= Fuseproject =

Industrial design and branding firm

Fuseproject is an industrial design and branding firm. Founded in 1999 by designer Yves Béhar, the company works across an array of industries including beauty and fashion, furniture, and technology, and is based in San Francisco and New York City.

== History ==
In July 2012, Fuseproject began raising funds on Kickstarter for an open-source game console called OUYA, which uses the Android 4.1 operating system, to encourage smaller developers to design games for the platform.

In 2014, BlueFocus Communication Group, the biggest agency network in China, acquired Fuseproject in hopes of entering the US market.

In 2017, Fuseproject made international news with their design project with Juicero, for the Juicero juicer. The juicer was known for its limited functionality and high price, designed with known limitations for the user - putting Fuseproject's design reputation on the line.

In April 2022, FuseProject designed a robot sidekick for the aging of Intuition Robotics ElliQ. The project was designed as a tabletop health aid to help older people cope with mental and social activity.
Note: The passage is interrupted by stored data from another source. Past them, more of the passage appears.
PR #68, opened 2015-03-04
Semantic pointer graph

tcstewar:
Added a Semantic Pointer graph showing the decoded value from a Vocabulary


cchan987:
This is pretty neat!

cchan987:
spa.py runs VERY slow on my computer. Around 0.04x

tcstewar:
Yup.  It's a big model (it's the giant circular convolution network that does it).  It's also a good indication that there should be a "building" indicator somewhere...  :)

PR #70, opened 2015-03-11
Server tile

cchan987:
Nicer view for user


tcstewar:
I'm fine with this for now, but I'd much happier if tile_components was called manually rather than automatically.  For example, right now nengo_gui automatically calls tile_components when it pops up nengo_viz.  And if people want to pop up nengo_viz themselves with a viz = nengo_viz.Viz(model) call, then they can call viz.tilecomponents

Still, if it's useful for Chris' class right now, go head.

PR #73, opened 2015-03-20
Pan cords

cchan987:


nengo_viz/static/viz_pan.js
```diff
@@ -0,0 +1,57 @@
...
+
+/*A Posn is an object with:
+ posn.x - int 
+ posn.y - int
+*/
+
+//Used for storing the cumulative x and y panning of the model
+VIZ.pan.cposn = {x:0, y:0};
+
+function init_main_events() {
```
amaziying: @cchan987 
There's something in javascript called self-invoking functions, or anonymous functions. Essentially, as soon as you define the function, it'll call itself right afterwards. Might make things a bit cleaner here.
http://www.w3schools.com/js/js_function_definition.asp

nengo_viz/static/viz_pan.js
```diff
@@ -0,0 +1,57 @@
...
+		});
+	}
+
+/*Pass this function the amount of change you want to apply to the screen*/
+VIZ.pan.shift = function(dx,dy) {
+	VIZ.pan.cposn.x += dx;
+	VIZ.pan.cposn.y += dy;
+	$('.graph').each(function(i, element){ // Get all the graph elements
+		var holde = $(element).css('transform').match(/(-?[0-9\.]+)/g); //Ugly method of finding the current transform of the element
+		VIZ.set_transform(element, Number(holde[4]) + dx, Number(holde[5]) + dy); // Do the transformation
```
amaziying: @cchan987 
I think data-x and data-y attributes need to be updated along with the transform.

PR #74, opened 2015-03-26
Network diagram

tcstewar:
A new component that shows the network diagram

Basic features:
- networks are expandable and collapsable (by clicking on them)
- automatic layer-based layouts
- automatically saves layout
- scrollwheel zooming (and resizing)
- drag to move items (and pan background)
- constrains items to stay inside their parent network

### DIFF
--- a/nengo_viz/components/netgraph.py
+++ b/nengo_viz/components/netgraph.py
@@ -88,8 +88,13 @@ class NetGraph(Component):
             config[self.viz.model].size = 1.0, 1.0
             try:
                 with open(self.viz.viz.filename + '.cfg') as f:
-                    config_code = f.read()
-                exec config_code in locals
+                    config_code = f.readlines()
+                for line in config_code:
+                    try:
+                        exec line in locals
+                    except Exception as e:
+                        print('error parsing config', line)
+                        print(e)
             except IOError:
                 pass
         else:


nengo_viz/static/viz.js
```diff
@@ -91,6 +95,14 @@ VIZ.Component = function(args) {
             target.style.width  = newWidth + 'px';
             target.style.height = newHeight + 'px';
             self.on_resize(newWidth, newHeight);
+            
+            var target = event.target;
```
amaziying: @tcstewar you've already defined target at line 84?

nengo_viz/static/viz_netgraph.js
```diff
@@ -0,0 +1,243 @@
...
+    /** Since connections may go to items that do not exist yet (since they
+     *  are inside a collapsed network), this dictionary keeps a list of
+     *  connections to be notified when a particular item appears.  The
+     *  key in the dictionary is the uid of the nonexistent item, and the
+     *  value is a list of VIZ.NetGraphConnections that should be notified
+     *  when that item appears. */
+    this.collapsed_conns = {}; 
+    
+    /** dragging the background pans the full area by changing offsetX,Y */
+    var self = this;
```
amaziying: Usually declared at the very top of the function as a standard, but doesn't really matter here

nengo_viz/static/viz.js
tcstewar: Oops....   okay, I've removed that now...  :)

nengo_viz/static/viz_netgraph_conn.js
```diff
@@ -0,0 +1,155 @@
...
+        }
+    }
+    console.log('could not find post');
+    console.log(this.posts);
+}
+
+
+/** remove this connection */
+VIZ.NetGraphConnection.prototype.remove = function() {
+    if (this.parent != null) {
```
amaziying: if (this.parent)
is sufficient :)

nengo_viz/static/viz_netgraph.js
tcstewar: Fair enough -- it'd be a good standard to stick with to try to define variables like that as close to the top of the constructor as possible...  lemme rearrange it...

nengo_viz/static/viz_netgraph_item.js
```diff
@@ -0,0 +1,452 @@
...
+            
+            item.constrain_position();                
+            ng.notify({act:"pos_size", uid:uid, 
+                       x:item.pos[0], y:item.pos[1],
+                       width:item.size[0], height:item.size[1]});
+                       
+            event.stopPropagation();           
+            });
+            
+    if (info.type == 'net') {
```
amaziying: When you can, use '===' instead of '==', because it's always better to have strict-er conditions

nengo_viz/static/viz_netgraph_item.js
```diff
@@ -0,0 +1,452 @@
...
+
+/** collapse an expanded network */
+VIZ.NetGraphItem.prototype.collapse = function(report_to_server) {
+    this.g.classList.remove('expanded');
+
+    /** move the label back to the middle */
+    this.label.setAttribute('transform', '');
+    
+    /** remove child NetGraphItems and NetGraphConnections */
+    while (this.child_connections.length > 0) {
```
amaziying: while (this.child_connections.length){}
is sufficient

nengo_viz/static/viz_netgraph_item.js
```diff
@@ -0,0 +1,452 @@
...
+        this.child_connections[0].remove();
+    }
+    while (this.children.length > 0) {
```
amaziying: while (this.child_connections.length){}
is sufficient

nengo_viz/static/viz_netgraph_conn.js
tcstewar: Fair enough.  I'm a bit cautious with the javascript boolean conversion rules, but you're right this one's pretty straightforward.

nengo_viz/static/viz_netgraph_item.js
amaziying: maybe it's better javascript convention to go through the array and just remove each. your way works perfectly fine though.
i.e.

this.child_connections.forEach(function (child) {
 child.remove();
});

nengo_viz/static/viz_netgraph_item.js
```diff
@@ -0,0 +1,452 @@
...
+/** remove the item from the graph */
+VIZ.NetGraphItem.prototype.remove = function() {
+    if (this.expanded) {
+        /** collapse the item, but don't tell the server since that would
+         *  update the server's config */
+        this.collapse(false);
+    }
+
+    /** remove the item from the parent's children list */
+    if (this.parent != null) {
```
amaziying: if (this.parent)
is sufficient

nengo_viz/static/viz_netgraph_conn.js
tcstewar: Hmm... on second thought, I'm very tempted to stick with a standard that all if conditions should evaluate to booleans, rather than relying on automatic boolean conversion.  As I was going though looking at places where I could replace ```if (x != null)``` with ```if (x)```, I started getting confused as to which ones were actually boolean variables and which ones were doing this auto-type conversion.

That said, I'm definitely open to discussion on this one, but for now I like the explicit approach.

nengo_viz/static/viz_netgraph_item.js
```diff
@@ -0,0 +1,452 @@
...
+        conn.redraw();
+    }
+
+    /** remove from the SVG */
+    this.ng.g_items.removeChild(this.g);    
+}
+
+VIZ.NetGraphItem.prototype.constrain_position = function() {
+    var changed = false;
+    if (this.parent != null) {
```
amaziying: if (this.parent)

nengo_viz/static/viz_netgraph_item.js
```diff
@@ -0,0 +1,452 @@
...
+    var screen_h = this.get_nested_height() * h * this.ng.scale;
+        
+    if (screen_w < this.minWidth) {
+        screen_w = this.minWidth;
+    }
+    if (screen_h < this.minHeight) {
+        screen_h = this.minHeight;
+    }
+    
+    if (this.type == 'ens') {
```
amaziying: again, use '===' when possible

nengo_viz/static/viz_netgraph_item.js
tcstewar: Ooo...  good catch.  In fact, I should also be using ```!==``` in a few places as well.

nengo_viz/static/viz_netgraph_item.js
tcstewar: The problem with the forEach approach here is that the ```remove``` function is deleting things from the array, so the forEach gets confused and misses half the items.  I could duplicate the array first and then do a forEach on the duplicate, but that seemed messy.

In September 2023, Yves Béhar bought Fuseproject back, in order to be "more of a design collaborator, joining forces with startups—sometimes as equity partners, sometimes as cofounders."

In 2025, Fuseproject designed a prototype of the Telo MT1, a compact electric pickup truck.

== Awards and recognition ==
Fuseproject work has appeared in various publications, including The New York Times, BusinessWeek, Fast Company, Adweek, I.D., and Entrepreneur magazine.

Fuseproject has received more than 50 awards, from the Industrial Designers Society of America (IDSA)/BusinessWeek Industrial Design Excellence Awards (2006), Red Dot design awards, I.D. magazine awards, and If Industrie Hannover. Fuseproject was listed 2nd best design firm by BusinessWeek in 2004. Founder and principal designer Yves Béhar was the recipient of the National Design Award for industrial design, awarded by the Cooper–Hewitt, National Design Museum.